Some required qualifications are:



1) Self Motivated: You will be working from home remotely. You have to be someone that does not need to be told to do your job.

2) Trainable: You may know everything there is about fixing computers, but you must be willing to learn customer service, marketing, and how to manage others.

3) Customer Oriented: We go beyond customer service to deliver an experience second to none. If you are willing to go out of your way to make a customer feel special you will advance quickly here.

4) Team player: We expect our team members to lead by example and the key to making ourselves more successful is to focus on making those around us more successful.

5) Honesty: We have a 0 tolerance policy on being dishonest or deceptive. Anyone caught lying or attempting to exploit a customer will be terminated immediately. We feel very strongly in this area and we want to be clear that there will be no exceptions to this rule.

6) Hard Worker: There is no seniority here. All promotions are based off performance and nothing more. We have several manager positions we are looking to fill from positions like the one you applied for. Do a good job and you will be rewarded.

You will be responsible for providing general IT services to our clients. To do this you will log into our patent pending website and enter a queue. When your turn becomes available you will connect to the customer’s computer and then promptly call the customer at the number they give you. After carefully listening to what the customer needs, you will perform the repair service. After the repair is completed you will ask the customer if they would like you to do any other maintenance that you notice needs to be done including installing updates and performing a system tune up. When you are finished with the repair, the session ends and you disconnect from the customer and have the option to reenter the queue.

We do not enforce you to work exclusively for our company and you are free to work any schedule you want. You will make 40k-72k/year turning in 40 hours a week. You will not have a schedule nor need to ask for time off. You will have the ability to work any time you want with no limit on overtime. 
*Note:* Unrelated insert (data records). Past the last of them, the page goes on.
PR #253, opened 2022-11-15
Improve dashboard usability

haroutboujakjian:
This PR adds the followings fixes to the dashboard:

- Add a scrollbar to the COD chart to allow for more room between bars
- Display COD group codes in dropdown based on env var
- Fix issue with null value in district/province dropdown in Geographic Distribution panel


ajbarnes (approved):
Pulled this myself to investigate and I think it looks good. LGTM

PR #254, opened 2022-11-28
Add filters for age and sex, and performance tweaks

haroutboujakjian:
This PR focuses on the following items:

1. Added filters for age and sex in the dashboard
2. Added an index for death date to speed up filtering
3. Saved `get_va_summary_stats` to cache, using DB as backup if not in cache
4. Added loading indicator to dashboard so user is aware the data is being fetched


ajbarnes (approved):
Pulled locally and tested/ ran tests. Looks great and I believe is notably faster. I added a small tweak to age filtering to account for more va spec props. LGTM

PR #256, opened 2022-12-23
Update/modernize documentation

ajbarnes:


ajbarnes (commented):
Previous reviewer left project so I'm resorting to a self-review in this limited case. Have run tests and linting locally, run both the documentation and app locally, and built the pdf locally. All seem to be working as expected.

All documentation goals accomplished here except for correcting internal references and finishing the glossary. I will open a separate issue for those so this doesn't become a blocker. Squashed commit should acknowledge version bumps for ruff that result in linting changes + small bug fixes.

PR #273, opened 2023-03-07
270 fix deceased filtering with spaces

### LINKED ISSUE #270: Search/filter on data management page does not handle spaces
**Describe the bug**
When searching for any field via the search form on the data management page, the search is successful for one word, but unsuccessful for multiple words (ex. firstname lastname)

**To Reproduce**
1. Ensure VAs are loaded that contain multi-word phrases for at least one of the searchable fields on the data management page
2. Attempt to search for the first word in the target phrase and confirm hits
3. Add a space plus the second to the target phrase and confirm no hits

**Expected behavior**
If my search for is a multi-word phrase such as "firstname lastname" on the name of the interviewer I expect have my search return all VAs with "firstname lastname" as the interviewer. Likewise for any other searchable/filterable field

kji-mitre:
Resolves #270  

Modifies the search/filter behavior for the deceased field on the data management page to handle search terms containing spaces:
- Performs `fuzzy_token_set`  matching against the combined `Id10017` and `Id10018` fields joined by a space

### DIFF
--- a/va_explorer/va_data_management/filters.py
+++ b/va_explorer/va_data_management/filters.py
@@ -1,8 +1,8 @@
 from django import forms
 from django.core.exceptions import ValidationError
-from django.db.models import Q
 from django.forms import Select, TextInput
 from django_filters import BooleanFilter, CharFilter, DateFilter, FilterSet
+from fuzzywuzzy import fuzz
 
 from .models import VerbalAutopsy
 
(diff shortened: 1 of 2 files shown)


ajbarnes (approved):
Pulled and confirmed for myself and I think it looks good/ fixes the bug. I tweaked the threshold a bit to see how the results changed and agree 75% seems to work well/ be a balanced target.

You will earn money in three ways. One, you will earn approximately $20 for every hour we bill the customer that you assist. Two, you will earn a bird dog credit of approximately $10 for every hour we bill a customer that you introduce to the company. (You will receive this regardless if you service the customer on their visit.) You will also receive this for as long as the customer does business with us. We will provide you with links and banners to help you promote your services on any of the many social media sites and free posting sites like Craig’s List. The third way you will earn income is by helping retain the customer. You will receive approximately $5/ hour billed retention bonus any time a customer requests you specifically for services. Be the reason the customer comes back to earn this bonus.

I use the word approximately because we are revolutionizing how IT services are billed. Normally a customer must agree to a minimum amount of service at the start of the session, usually an hour. While this might be good for the company it is not helpful to the customer that lives with a serious issue only because of the fear that it will only take a few min to correct. CloudIT has chosen to address this issue by offering an industry first per minute billing. This allows the customer to use our services without fear of paying too much or having a problem too small. The break down to you will be .33/min for the remote session, .17/min for the bird dog fee, and .08/min as a bonus when applicable.

We believe in keeping jobs in America and will only be hiring techies legal to work in the United States. You must be at least 18 to sign the employment agreement and you must have access to a computer with internet access. Because we started out to be the greenest company in America, we offer only electronic deposit and paperless billing for our clients as well as all forms will be filled out and digitally signed. This requires you to have a valid US bank account as well because we plan on only paying via direct deposit.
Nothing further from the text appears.